» **ABOUT THIS EXERCISE**
Give back each line of the material that contains the word "regarding".

» **PROVIDED RECORDS**
PR #4078, opened 2015-08-14
[WIP] Mesh builder

### LINKED ISSUE #4070: Implement MeshBuilder
We need to implement the `Microsoft.Xna.Framework.Content.Pipeline.Graphics.MeshBuilder` class:

https://msdn.microsoft.com/en-us/library/microsoft.xna.framework.content.pipeline.graphics.meshbuilder.aspx

The implantation should include unit tests to verify it is working correctly.

mattiascibien:
A Work in Progress Implementation of mesh builder. Closes #4070. Opening as a WIP to seek help in implementation and discussion.

EDIT: at the end I am going to squash everything in one commit but for the sake of learning I am going to keep this as is until then.

### DIFF
--- a/Build/Projects/MonoGame.Framework.Content.Pipeline.definition
+++ b/Build/Projects/MonoGame.Framework.Content.Pipeline.definition
@@ -111,6 +111,7 @@
     <Compile Include="Graphics\IndexCollection.cs" />
     <Compile Include="Graphics\IndirectPositionCollection.cs" />
     <Compile Include="Graphics\MaterialContent.cs" />
+    <Compile Include="Graphics\MeshBuilder.cs" />
     <Compile Include="Graphics\MeshContent.cs" />
     <Compile Include="Graphics\MeshHelper.cs" />
     <Compile Include="Graphics\MipmapChain.cs" />
--- a/Build/Projects/MonoGame.Tests.definition
+++ b/Build/Projects/MonoGame.Tests.definition
@@ -168,6 +168,9 @@
     <Compile Include="ContentPipeline\IntermediateSerializerTest.cs">
         <Platforms>Windows,MacOS,Linux</Platforms>
     </Compile>
+    <Compile Include="ContentPipeline\MeshBuilderTests.cs">
+        <Platforms>Windows,MacOS,Linux</Platforms>
+    </Compile>
     <Compile Include="ContentPipeline\ModelProcessorTests.cs">
         <Platforms>Windows,MacOS,Linux</Platforms>
     </Compile>
--- a/MonoGame.Framework.Content.Pipeline/Graphics/MeshBuilder.cs
+++ b/MonoGame.Framework.Content.Pipeline/Graphics/MeshBuilder.cs
@@ -1,0 +1,132 @@
+﻿using System;
+using System.Collections.Generic;
+using System.Linq;
+using System.Text;
+
+namespace Microsoft.Xna.Framework.Content.Pipeline.Graphics
+{
+    public sealed class MeshBuilder
+    {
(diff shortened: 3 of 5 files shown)


tomspilman:
This looks like a good start @mattiascibien .  I would suggest setting up a unit test next as it will help tremendously in ensuring we get the same results as XNA.

mattiascibien:
@tomspilman that was one of the thing I was wondering on how to implement (I am not such an expert and the few unit tests I made were only for Business Applications) but anyway I think that the direction I am taking with the code seems actually the correct way to do. Is the code for the Open Asset Importer a good start?

tomspilman:
> Is the code for the Open Asset Importer a good start?

I would suggest starting with the code I wrote for the `ModelProcessor` tests:

https://github.com/mono/MonoGame/blob/develop/Test/ContentPipeline/ModelProcessorTests.cs

In your case you instead would be using the `MeshBuilder` to generate a `MeshContent` object then asserting that the `MeshContent` is what you expected it to be.


> is there any reason why opaquedata is readonly? 

If you mean this...

https://github.com/mono/MonoGame/blob/1756c713b4aede3db5568f69012daf68be2d8c6a/MonoGame.Framework.Content.Pipeline/ContentItem.cs#L30

It is because that is how it is defined in XNA:

https://msdn.microsoft.com/en-us/library/microsoft.xna.framework.content.pipeline.contentitem.opaquedata.aspx

Still you don't need to change the dictionary there... you just need to add information to it which is totally allowed.

tomspilman:
@mattiascibien - Please merge the latest develop updates into this branch.

mattiascibien:
@tomspilman Will do. Thanks

mattiascibien:
@tomspilman started to test this out. I guess that an implemetation for `MergeDuplicateVertices` and `MergeDuplicatePositions` is needed before continuing with this.

tomspilman:
You can maybe get away without it as long as your tests are careful to avoid cases where verts/positions would be merged.  The tests will at least pass for now.

Still we do need implementations and tests for both of those.

mattiascibien:
@tomspilman I tried the GeneratedGeometry Sample for AppHub but for what it seems I do not understand how to keep the whole thing regarding GeometryContent. It seems that only one GeometryContent will be added in the end. I originally thought that a GeometryContent was going to be created every time I called setMaterial or set opaquedata. I cannot undestand which assumptions can be made at the bottom level of the thing.

tomspilman:
This is what the unit tests help with.  Write the tests first and run them against XNA (we have an XNA project for the unit tests here:  https://github.com/mono/MonoGame/tree/develop/Test).  Then you know what the results should be for different inputs.

mattiascibien:
@tomspilman Check my updated comment before. I will have a look on hot to make some unit test for that. Thanks.

mattiascibien:
@tomspilman Something different i found between monogame and XNA while running regarding the absolute transform. In monogame it is a Matrix full of zeroes while in XNA it seems to be an Identity.

mattiascibien:
Wrong button, Sorry

mattiascibien:
@tomspilman making some progress here. I am also using the generated geometry sample to check this.

tomspilman:
@mattiascibien - What is the status of this PR?

mattiascibien:
@tomspilman sorry. I did not had much time to work on it :(

DDReaper:
Seems this item has been superseded by #5408   and should be closed.

mattiascibien:
@DDReaper no problems, I will close it

Jjagg:
Thanks for the effort @mattiascibien, this was a great starting point :)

» **RESPONSE TO THIS EXERCISE**
@tomspilman I tried the GeneratedGeometry Sample for AppHub but for what it seems I do not understand how to keep the whole thing regarding GeometryContent. It seems that only one GeometryContent will be added in the end. I originally thought that a GeometryContent was going to be created every time I called setMaterial or set opaquedata. I cannot undestand which assumptions can be made at the bottom level of the thing.
@tomspilman Something different i found between monogame and XNA while running regarding the absolute transform. In monogame it is a Matrix full of zeroes while in XNA it seems to be an Identity.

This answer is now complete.